- _Problem requirements_
From the first line to the last, return the data exactly as written.

- _Collected data_
----

PR #949, opened 2026-05-28
sync: collapse fetchBlockByRoots / fetchBlockByRootsFromPeer into a single function

markolazic01:
## Description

----

- _Expected answer_
PR #949, opened 2026-05-28
sync: collapse fetchBlockByRoots / fetchBlockByRootsFromPeer into a single function

markolazic01:
## Description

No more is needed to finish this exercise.